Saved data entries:

──────

PR #150, opened 2016-09-01
Handle incoming delivery confirmation events

gregor:


app/script/conversation/EventMapper.coffee
```diff
@@ -95,6 +95,7 @@ class z.conversation.EventMapper
 
     if message_et.is_reactable()
       message_et.reactions event.reactions or {}
+      message_et.status event.status if event.status
```
herrmannplatz, line 99: we should set this for every message or?

gregor: Default is set in the message constructor.

PR #166, opened 2016-09-05
Show desktop notification for reactions to your message

gregor:


app/script/entity/message/Message.coffee
```diff
@@ -29,11 +29,11 @@ class z.entity.Message
     message_ets.sort (m1, m2) -> m1.timestamp > m2.timestamp
 
   # Construct a new base message entity.
-  constructor: ->
+  constructor: (id = '0', super_type = '') ->
```
bennycode, line 32: The default value surprises me a bit. It's a number which comes as a String and I think that Message IDs are UUIDs, are they? So this should be more obvious from the default value's perspective.

PR #169, opened 2016-09-05
Imports on separate lines

lipis:
https://www.python.org/dev/peps/pep-0008/#imports

(Even though I also prefer the `from subprocess import Popen, PIPE` to be on separate lines)


bennycode:
Ok, please update the branch and merge it.

PR #194, opened 2016-09-08
Improvement/image compression 

herrmannplatz:
This PR moves image compression into a web worker. I used jimp for now since it can handle EXIF rotation, scaling as well as changing the quality. Payload is with 300kb quite high though, but we can get rid of some libs as well.


herrmannplatz:
Findings so far. Biggest bottleneck seems to be of initialization the worker. Which is understandable, since jimp is quite big. So i decided to spawn one worker and keep it around.

I would like to merge this and see how it feels. Next steps would be to do the same for profile assets and checking if there is an alternative to jimp.

app/script/assets/AssetService.coffee
```diff
@@ -143,28 +133,21 @@ class z.assets.AssetService
...
+    .then ([compressed_image, compressed_bytes]) ->
+      @_upload_asset compressed_bytes, options
+      .then (data) ->
+        [key_bytes, sha256, key, token] = data
+        image_meta_data = new z.proto.Asset.ImageMetaData compressed_image.width, compressed_image.height
+        asset = new z.proto.Asset()
+        asset.set 'original', new z.proto.Asset.Original file.type, compressed_bytes.length, null, image_meta_data
+        asset.set 'uploaded', new z.proto.Asset.RemoteData key_bytes, sha256, key, token
+        return asset
+      .catch (error) =>
```
gregor: catch does not catch enough

app/script/assets/AssetService.coffee
```diff
@@ -31,14 +31,9 @@ class z.assets.AssetService
     @rotator = new zeta.webapp.module.image.rotation.ImageFileRotator()
     @compressor = new zeta.webapp.module.image.ImageCompressor()
 
-    @BOUNDARY = 'frontier'
+    @worker = new z.util.Worker 'worker/image-worker.js'
```
gregor: maybe a little more specific on the naming? `compression_worker` `image_worker`

app/worker/image-worker.coffee
```diff
@@ -0,0 +1,19 @@
...
+self.addEventListener 'message', (e) ->
+  data = e.data
+
+  Jimp.read(data.message).then (image) ->
+
+    if image.bitmap.width > maxSize or image.bitmap.height > maxSize
+      image.scaleToFit maxSize, maxSize
+
+    if image.bitmap.data.length > 5 * 1024
+      image.quality 75
```
lipis: maybe putting those values in some sort of const..

app/worker/image-worker.coffee
```diff
@@ -0,0 +1,19 @@
+importScripts 'jimp.min.js'
+
+maxSize = 1448
```
lipis: `MAX_SIZE`?

app/worker/image-worker.coffee
```diff
@@ -0,0 +1,20 @@
...
+self.addEventListener 'message', (e) ->
+  data = e.data
+
+  Jimp.read(data.message).then (image) ->
+
+    if image.bitmap.width > MAX_SIZE or image.bitmap.height > MAX_SIZE
+      image.scaleToFit MAX_SIZE, MAX_SIZE
+
+    if image.bitmap.data.length > MAX_FILE_SIZE
+      image.quality 75
```
lipis: maybe we should enable this rule: http://eslint.org/docs/rules/no-magic-numbers or at least start with the `warning` :)

PR #238, opened 2016-09-22
Improvement/asset download error

herrmannplatz:


app/script/util/util.coffee
```diff
@@ -91,7 +91,11 @@ z.util.load_url_buffer = (url, xhr_accessor_function) ->
     xhr = new XMLHttpRequest()
     xhr.open 'GET', url, true
     xhr.responseType = 'arraybuffer'
-    xhr.onload = -> resolve [xhr.response, xhr.getResponseHeader 'content-type']
+    xhr.onload = ->
+      if xhr.status is 200
```
gregor, line 95: What happens if you get a not modified or similar? Don't we also have statics for these response codes?

herrmannplatz: 304 are not propagated and will result in 200

> For 304 Not Modified responses that are a result of a user agent generated conditional request the user agent must act as if the server gave a 200 OK response with the appropriate content.

PR #241, opened 2016-09-23
🏖 user avatar rewrite

herrmannplatz:
## Description
Improves user avatar hiding and timestamp rendering. Should fix issues when deleting messages and makes it more robust when user receives multiple messages in a short time frame.

## Type of change
Before the avatar and timestamp rendering was done in after_render and before_remove with jquery. This had several issues and there was also the need to know more about selectors then needed. Now its controlled via bindings, which checkes if the avatar should be visible.

- [x] Bug fix
- [ ] New feature
- [ ] Breaking change (fix or feature that would cause existing functionality to change)

## Checklist:

- [ ] My Pull Request contains test coverage for my changes.


gregor:
We talked within the team. We will merge this now to avoid wrong/missing avatars as much as possible. Release will be pushed out a day or to in order to test and monitor any side effects that we have not found while implementing this change.

PR #3443, opened 2018-05-24
Call ui animations

AndyLnd:


app/style/components/group-video-grid.less
```diff
@@ -27,6 +27,7 @@
     height: 168px;
     margin: 0 8px 16px;
     border-radius: 8px;
+    //animation: show-video-preview @animation-timing-fast ease-in-out 0s 1;
```
atomrc: Maybe we can remove if it's not used

PR #3447, opened 2018-05-25
feat: switches for input devices

AndyLnd:


app/page/template/video-calling.htm
```diff
@@ -51,8 +51,16 @@
...
-                <div class="video-controls__button__label" data-bind="l10n_text: z.string.videoCallOverlayVideo"></div>
-
+                <!-- ko if: showSwitchCamera() -->
+                  <device-toggle-button data-bind="click: clickedOnToggleCamera"
+                    params="index: currentDeviceIndex.video_input,
+                      devices: availableDevices.video_input,
+                      type: z.media.MediaDeviceType.VIDEO_INPUT">
+                  </device-toggle-button>
+                <!-- /ko -->
+                <!-- ko ifnot: showSwitchCamera -->
```
atomrc: Just for consistency, can we try to call the `showSwitchCamera` observable always the same way.
Either `showSwitchCamera()` or `showSwitchCamera`.

atomrc: Maybe `showSwitchCamera()` would be better, so that we don't, when reading the code, testing that the observable exists with testing the actual value of the observable.

app/script/view_model/VideoCallingViewModel.js
```diff
@@ -125,6 +125,17 @@ z.viewModel.VideoCallingViewModel = class VideoCallingViewModel {
       }
     });
 
+    this.showSwitchCamera = ko.pureComputed(() => {
+      const hasMultipleCameras = this.availableDevices.video_input().length > 1;
+      const isVisible = hasMultipleCameras && this.localVideoStream() && this.selfStreamState.videoSend();
+      return this.isCallOngoing() && isVisible;
+    });
+    this.showSwitchScreen = ko.pureComputed(() => {
+      const hasMultipleCameras = this.availableDevices.screen_input().length > 1;
```
atomrc: `hasMultipleCameras` => `hasMultipleScreens`

PR #3470, opened 2018-05-29
feat: add the mute overlay over self video

atomrc:


app/style/components/group-video-grid.less
```diff
@@ -121,24 +121,44 @@
...
       right: 8px;
       bottom: 8px;
       width: 80px;
-      border-radius: 4px;
       box-shadow: 0 2px 4px 0 rgba(0, 0, 0, 0.16);
     }
+
+    &-video {
+      width: 100%;
+      border-radius: 4px;
```
AndyLnd: does thia mean that only the video will have the border-radius but not the overlay?

PR #3489, opened 2018-05-30
fix: unarchive conversations with call (WEBAPP-5105)

AndyLnd:


app/script/conversation/ConversationRepository.js
```diff
@@ -167,6 +167,7 @@ z.conversation.ConversationRepository = class ConversationRepository {
 
       this.sorted_conversations().forEach(conversationEntity => {
         if (conversationEntity.has_active_call() && !conversationEntity.hasActiveDeclinedCall()) {
+          this.unarchive_conversation(conversationEntity, 'Call on conversation');
```
gregor: I suppose this should be call in conversation

PR #3494, opened 2018-05-31
fix: Avoid session creation race condition in encrytion/decryption (WEBAPP-5109)

gregor:


app/script/cryptography/CryptographyRepository.js
```diff
@@ -242,46 +242,23 @@ z.cryptography.CryptographyRepository = class CryptographyRepository {
...
-
-          payload.recipients[userId][clientId] = cipherText;
-        });
-
-        return this._encryptGenericMessageForNewSessions(recipientsWithMissingSessions, genericMessage);
+    return this._encryptGenericMessage(recipients, genericMessage, payload)
+      .then(({messagePayload, missingRecipients}) => {
+        return Object.keys(missingRecipients).length
+          ? this._encryptGenericMessageForMissingRecipients(missingRecipients, genericMessage, messagePayload)
+          : {messagePayload};
```
atomrc: I would suggest to add an empty object with the key `missingRecipients` so that it comply with the signature of the next function call

atomrc: Actually, we can just send the `missingRecipients` object as part of the return.

```
{messagePayload, missingRecipients}
```

gregor: Good point

app/script/cryptography/CryptographyRepository.js
```diff
@@ -355,36 +332,71 @@ z.cryptography.CryptographyRepository = class CryptographyRepository {
...
+          clientIds.forEach(clientId => {
+            const sessionId = this._constructSessionId(userId, clientId);
+            cipherPayloadPromises.push(this._encryptPayloadForSession(sessionId, genericMessage));
+          });
+        }
 
-          for (const userId in userPreKeyMap) {
-            const clientPreKeyMap = userPreKeyMap[userId];
+        const receivingUsers = Object.keys(messagePayload.recipients).length;
+        const logMessage = `Encrypting message of type '${genericMessage.content}' for '${receivingUsers}' users.`;
```
bennycode: We should have the same log messages also for `_encryptGenericMessageForMissingRecipients`.

PR #3504, opened 2018-06-01
fix: do not show the minimized grid if a call is already ongoing

atomrc:


app/script/components/list/conversationListCallingCell.js
```diff
@@ -143,7 +143,15 @@ z.components.ConversationListCallingCell = class ConversationListCallingCell {
     this.showParticipants = ko.observable(false);
 
     this.showVideoPreview = ko.pureComputed(() => {
-      return this.isVideoCall() && (this.multitasking.isMinimized() || !this.callIsConnected());
+      const nbOfOtherOngoingCalls = this.calls()
```
gregor: We do not care about the number. You can just turn this into a boolean. Much easier on the naming as you can go with `hasOtherOngoingCall`

atomrc: Fair point :+1:

app/script/components/list/conversationListCallingCell.js
```diff
@@ -143,7 +143,14 @@ z.components.ConversationListCallingCell = class ConversationListCallingCell {
...
     this.showVideoPreview = ko.pureComputed(() => {
-      return this.isVideoCall() && (this.multitasking.isMinimized() || !this.callIsConnected());
+      const hasOtherOngoingCalls =
+        this.calls()
+          .filter(call => call.id !== this.call().id)
+          .filter(call => call.state() === z.calling.enum.CALL_STATE.ONGOING).length > 0;
+
+      return (
+        !hasOtherOngoingCalls && this.isVideoCall() && (this.multitasking.isMinimized() || !this.callIsConnected())
+      );
```
gregor: May I ask you to pull the last `or` bit out into a separats variable and use that in the return. I suppose the return fits into a single line then.

atomrc: There you go :)

PR #3505, opened 2018-06-01
chore: have video grid in own repo

AndyLnd:


gregor:
As stated before. To me this is not business logic but a view state. Especially in our current knockout setup. This should not be handled in a new repo but be part of either the VideoCallingViewModel or a new VideoGridViewModel.

/cc @bennyn Wdyt architecturally?

app/script/calling/VideoGridRepository.js
```diff
@@ -0,0 +1,114 @@
...
+     * @param {CallingRepository} callingRepository - Repository for the calls
+     */
+    constructor(mediaRepository, callingRepository) {
+      const streamHandler = mediaRepository.stream_handler;
+      const streamsInfo = streamHandler.remoteMediaStreamInfoIndex.video;
+      const localMediaStream = streamHandler.localMediaStream;
+      const selfStreamState = callingRepository.selfStreamState;
+      const calls = callingRepository.calls;
+      this.grid = ko.observableArray([0, 0, 0, 0]);
+      this.selfId = ko.observable(null);
```
bennycode: To be consistent with the rest of the code base we should use `ko.observable(undefined)` here.

app/script/calling/VideoGridRepository.js
```diff
@@ -0,0 +1,114 @@
...
+     *
+     * @returns {Array<string|0>} the new grid
+     */
+    computeGrid(previousGrid, streams) {
+      const previousStreamIds = previousGrid.filter(streamId => streamId !== 0);
+      const currentStreamIds = streams.map(participant => participant.id);
+
+      const addedStreamIds = z.util.ArrayUtil.getDifference(previousStreamIds, currentStreamIds);
+
+      const filteredGrid = previousGrid.map(id => (currentStreamIds.includes(id) ? id : 0));
```
bennycode, line 83: `const filteredGrid = previousGrid.map(id => (currentStreamIds.includes(id) ? id : 0));` ->`const filteredGrid = previousGrid.map(id => currentStreamIds.includes(id) ? id : 0);`

AndyLnd: I fully agree, but prettier likes it the other way :/

app/script/calling/VideoGridRepository.js
AndyLnd: As discussed before, I am strongly of the opinion that ```undefined``` shouldn't be set explicitly if not absolutely necessary. 
I can change this occurrence now (to be consistent), but would really consider changing this behaviour throughout the codebase in the near future.

app/script/calling/VideoGridRepository.js
```diff
@@ -0,0 +1,114 @@
...
+window.z.calling = z.calling || {};
+
+z.calling.VideoGridRepository = (() => {
+  return class VideoGridRepository {
+    /**
+     * Construct an new VideoGridRepository.
+     * @param {MediaRepository} mediaRepository - Repository for the media streams
+     * @param {CallingRepository} callingRepository - Repository for the calls
+     */
+    constructor(mediaRepository, callingRepository) {
```
gregor: We usually do this in alphabetical ordeer

app/script/calling/VideoGridRepository.js
```diff
@@ -0,0 +1,114 @@
...
+      const streamsInfo = streamHandler.remoteMediaStreamInfoIndex.video;
+      const localMediaStream = streamHandler.localMediaStream;
+      const selfStreamState = callingRepository.selfStreamState;
+      const calls = callingRepository.calls;
+      this.grid = ko.observableArray([0, 0, 0, 0]);
+      this.selfId = ko.observable(null);
+      this.thumbnailStream = ko.observable(null);
+      this.mirrorSelf = ko.pureComputed(() => {
+        return !selfStreamState.screenSend();
+      });
```
gregor: ` this.mirrorSelf = ko.pureComputed(() => !selfStreamState.screenSend());`

app/script/components/groupVideoGrid.js
```diff
@@ -22,189 +22,131 @@
...
+ko.components.register('group-video-grid', {
+  template: `
       <div class="group-video" data-bind="template: {afterRender: scaleVideos}">
         <div class="group-video-grid" data-bind="foreach: {data: grid, as: 'streamId'}">
           <!-- ko if: streamId !== 0 -->
             <div class="group-video-grid__element" data-bind="css: $parent.getClassNameForVideo($index()), attr: {'data-uie-name': 'item-grid', 'data-uie-value': $parent.getUIEValueForVideo($index())}">
               <video autoplay class="group-video-grid__element-video" data-bind="sourceStream: $parent.getParticipantStream(streamId), muteMediaElement: $parent.getParticipantStream(streamId)">
               </video>
-              <!-- ko if: streamId === $parent.selfId() && !$parent.selfStreamState.audioSend() -->
+              <!-- ko if: streamId === $parent.selfId() && $parent.selfStreamMuted -->
```
gregor: Isn't `$parent.selfStreamMuted` an observable? I think in this case with the concatenated ko if you explicitly have to add (). At least it won't hurt to be more specific.

PR #3522, opened 2018-06-04
fix: request media on incoming call (WEBAPP-5113)

atomrc:
Turned out that to be able to mute a channel, the media channel needs to be requested first.
This allows the user to toggle any media channel off before picking up.

This changes the global behavior of the app. Now, when there is an incoming call, we request the userMedia (same behavior as video calls)

### DIFF
--- a/app/script/calling/CallingRepository.js
+++ b/app/script/calling/CallingRepository.js
@@ -1283,9 +1283,10 @@ z.calling.CallingRepository = class CallingRepository {
           this.injectActivateEvent(callMessageEntity, source);
 
           const eventFromWebSocket = source === z.event.EventRepository.SOURCE.WEB_SOCKET;
-          if (eventFromWebSocket && callEntity.isRemoteVideoSend()) {
-            const mediaStreamType = z.media.MediaType.AUDIO_VIDEO;
-            this.mediaStreamHandler.initiate_media_stream(callEntity.id, mediaStreamType, callEntity.isGroup);
+          if (eventFromWebSocket) {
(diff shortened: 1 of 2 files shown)


app/script/calling/CallingRepository.js
```diff
@@ -1283,9 +1283,10 @@ z.calling.CallingRepository = class CallingRepository {
           this.injectActivateEvent(callMessageEntity, source);
 
           const eventFromWebSocket = source === z.event.EventRepository.SOURCE.WEB_SOCKET;
-          if (eventFromWebSocket && callEntity.isRemoteVideoSend()) {
-            const mediaStreamType = z.media.MediaType.AUDIO_VIDEO;
-            this.mediaStreamHandler.initiate_media_stream(callEntity.id, mediaStreamType, callEntity.isGroup);
+          if (eventFromWebSocket) {
+            const fixedMediaType = mediaType === z.media.MediaType.VIDEO ? z.media.MediaType.AUDIO_VIDEO : mediaType;
+
+            this.mediaStreamHandler.initiate_media_stream(callEntity.id, fixedMediaType, callEntity.isGroup);
```
gregor: We do not want to automatically turn on the microphone on an incoming audio call. This is going to freak users out. If we need it to toggle off the mic before accepting a call, we need to make sure we save the state and properly set it after we request the stream.

atomrc: Ok, that's what I though, but then, it would also mean that have consistent behavior for audio and video calls.

I might need your help on this one then. Seems like the state is tied to the userMedia somehow, we might need some deep changes (not sure yet)

atomrc: So far, my investigations showed that the userMedia is the ground truth for the media state of the user

PR #3525, opened 2018-06-04
fix: Safeguard message encryption property existence

gregor:


app/script/cryptography/CryptographyRepository.js
```diff
@@ -345,13 +345,17 @@ z.cryptography.CryptographyRepository = class CryptographyRepository {
...
 
         for (const userId in recipients) {
-          const clientIds = recipients[userId];
-
-          messagePayload.recipients[userId] = messagePayload.recipients[userId] || {};
-          clientIds.forEach(clientId => {
-            const sessionId = this._constructSessionId(userId, clientId);
-            cipherPayloadPromises.push(this._encryptPayloadForSession(sessionId, genericMessage));
-          });
+          if (recipients.hasOwnProperty(userId)) {
```
atomrc: Probably using the `Object.keys` method to do this would be more efficient 
https://jsperf.com/object-keys-vs-hasownproperty/45

gregor: Valid point. We have moved to that in most cases. This is left over from the automated tools doing the heavy lifting during CoffeeScript to ES6 migration.

PR #4823, opened 2018-10-05
refactor: Migrate conversation archiving to camelCase

gregor:


app/script/entity/Conversation.js
```diff
@@ -153,12 +153,6 @@ z.entity.Conversation = class Conversation {
     this.isLeavable = ko.pureComputed(() => this.is_group() && !this.removed_from_conversation());
     this.isMutable = ko.pureComputed(() => !this.is_request() && !this.removed_from_conversation());
 
-    this.removed_from_conversation.subscribe(is_removed => {
-      if (!is_removed) {
-        return this.archived_state(false);
```
atomrc: This is a behavior change, right? Else, I don't see where it is handled now.

gregor: Thanks for pointing out. This was not supposed to be part of this PR. Will revert.

PR #4824, opened 2018-10-05
feat: Adjust unarchive behavior to notification states (WEBAPP-5566)

gregor:


test/unit_tests/entity/ConversationSpec.js
```diff
@@ -794,44 +794,115 @@ describe('Conversation', () => {
...
-      expect(conversation_et.shouldUnarchive()).toBeFalsy();
+    it('returns false if conversation is not archived', () => {
+      conversationEntity.archivedState(false);
+      expect(conversationEntity.shouldUnarchive()).toBe(false);
+    });
 
-      conversation_et.last_event_timestamp(time + 100);
-      expect(conversation_et.shouldUnarchive()).toBeFalsy();
+    it('returns false if conversation is in no notification state', () => {
+      conversationEntity.notificationState(z.conversation.NotificationSetting.STATE.NOTHING);
```
atomrc, line 860: Would be good to still add a message in the conversation (let say the highest priority type of message, namely `mention`), just to check that the test is not successful only because there are no messages in there

PR #4838, opened 2018-10-08
feat: Map muted state boolean based on account type (WEBAPP-5574)

gregor:


app/script/conversation/ConversationRepository.js
```diff
@@ -339,23 +339,28 @@ z.conversation.ConversationRepository = class ConversationRepository {
...
-      .then(([local_conversations, remote_conversations = []]) => {
-        if (remote_conversations.length) {
-          const conversations = this.conversationMapper.mergeConversation(local_conversations, remote_conversations);
-          return this.conversation_service.save_conversations_in_db(conversations);
+    return Promise.all([this.conversation_service.load_conversation_states_from_db(), remoteConversationsSromise])
+      .then(([localConversations, remoteConversations = []]) => {
+        const shouldMigrateData = localConversations.some(({muted_state}) => muted_state !== undefined);
+        if (shouldMigrateData) {
+          localConversations = this.conversationMapper.migrateConversationsData(localConversations, this.isTeam());
         }
```
gregor, line 352: We check for the presence of some outdated data. Not sure if this is the best way to do it. It should only be true once once every machine. Maybe it is reliable enough to check the first object in the array instead of doing a some on the full array every time. WDYT?

app/script/conversation/ConversationMapper.js
```diff
@@ -99,16 +99,17 @@ z.conversation.ConversationMapper = class ConversationMapper {
    *
    * @param {Array} conversationsData - Conversation data
    * @param {number} [timestamp=1] - Initial timestamp for conversation
+   * @param {boolean} [isTeam] - Type of account for state mapping
    * @returns {Array<Conversation>} Mapped conversation entities
    */
-  mapConversations(conversationsData, timestamp = 1) {
+  mapConversations(conversationsData, timestamp = 1, isTeam) {
```
ffflorian: Let's set a default value for `isTeam`, otherwise we'll have a required value after an optional value.

gregor: Check the JSDoc. It is optional. It will work without setting it. The default is set where we need it further down the chain.

gregor: Since we only call it from one place and the value is set. I will change the order and make it non optional. That should also solve your comment.

app/script/conversation/ConversationRepository.js
ffflorian: I like this solution. Two things:
`remoteConversationsSromise` => `remoteConversationsPromise`
`muted_state !== undefined` => `typeof muted_state !== 'undefined'`

gregor: The second one should not pass the linter. Unless we have changed the rules: https://eslint.org/docs/rules/valid-typeof

atomrc: The only problem I can imagine with only checking the first item would be, if the migration crashes at some point, then we would have conversations that are never migrated.

It also depends on how often do we call this method. If it's only at app load time and then never again during the lifecycle of the app, I guess it's totally acceptable to do a `some`...

atomrc: Even if the array has thousands of items, we are talking about a < 10ms optimization I believe.
I think I would go for the safer solution here that could prevent very unexpected bugs

gregor:
I will go ahead, merge this implementation for now and think about a solution that will map on the getter side in order to forgo the migration altogether.

PR #4841, opened 2018-10-08
fix: Remove location from client activation info (WEBAPP-5518)

AndyLnd:


app/script/view_model/content/PreferencesDevicesViewModel.js
```diff
@@ -90,11 +70,8 @@ z.viewModel.content.PreferencesDevicesViewModel = class PreferencesDevicesViewMo
 
   updateDeviceInfo() {
     if (this.currentClient() && !this.localFingerprint().length) {
-      const {location, time} = this.currentClient();
+      const {time} = this.currentClient();
```
atomrc: You probably don't need a tmp variable for that. The two lines should fit into one

app/script/view_model/content/PreferencesDeviceDetailsViewModel.js
```diff
@@ -37,56 +37,32 @@ z.viewModel.content.PreferencesDeviceDetailsViewModel = class PreferencesDeviceD
     this.conversationRepository = repositories.conversation;
     this.cryptographyRepository = repositories.cryptography;
     this.logger = new z.util.Logger('z.viewModel.content.PreferencesDeviceDetailsViewModel', z.config.LOGGER.OPTIONS);
-    this.locationRepository = repositories.location;
```
atomrc, line 40: Is the locationRepo used somewhere else? Maybe we can totally remove it?

AndyLnd: It is still used.

gregor: It should not be used anywhere. We can remove geolocation and CSP headers related to it.

gregor:
Do we display the location on the auth pages as well?

AndyLnd:
We don't display it on the auth pages.

gregor:
Why against the edge branch though? This is unrelated to the new feature and should show up in the commit history after a squash merge from the edge branch.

──────

> _What the exercise asks_
Please go through the data above and copy every line that has the word "AssetService".

> _Response area_
app/script/assets/AssetService.coffee
@@ -143,28 +133,21 @@ class z.assets.AssetService
app/script/assets/AssetService.coffee
@@ -31,14 +31,9 @@ class z.assets.AssetService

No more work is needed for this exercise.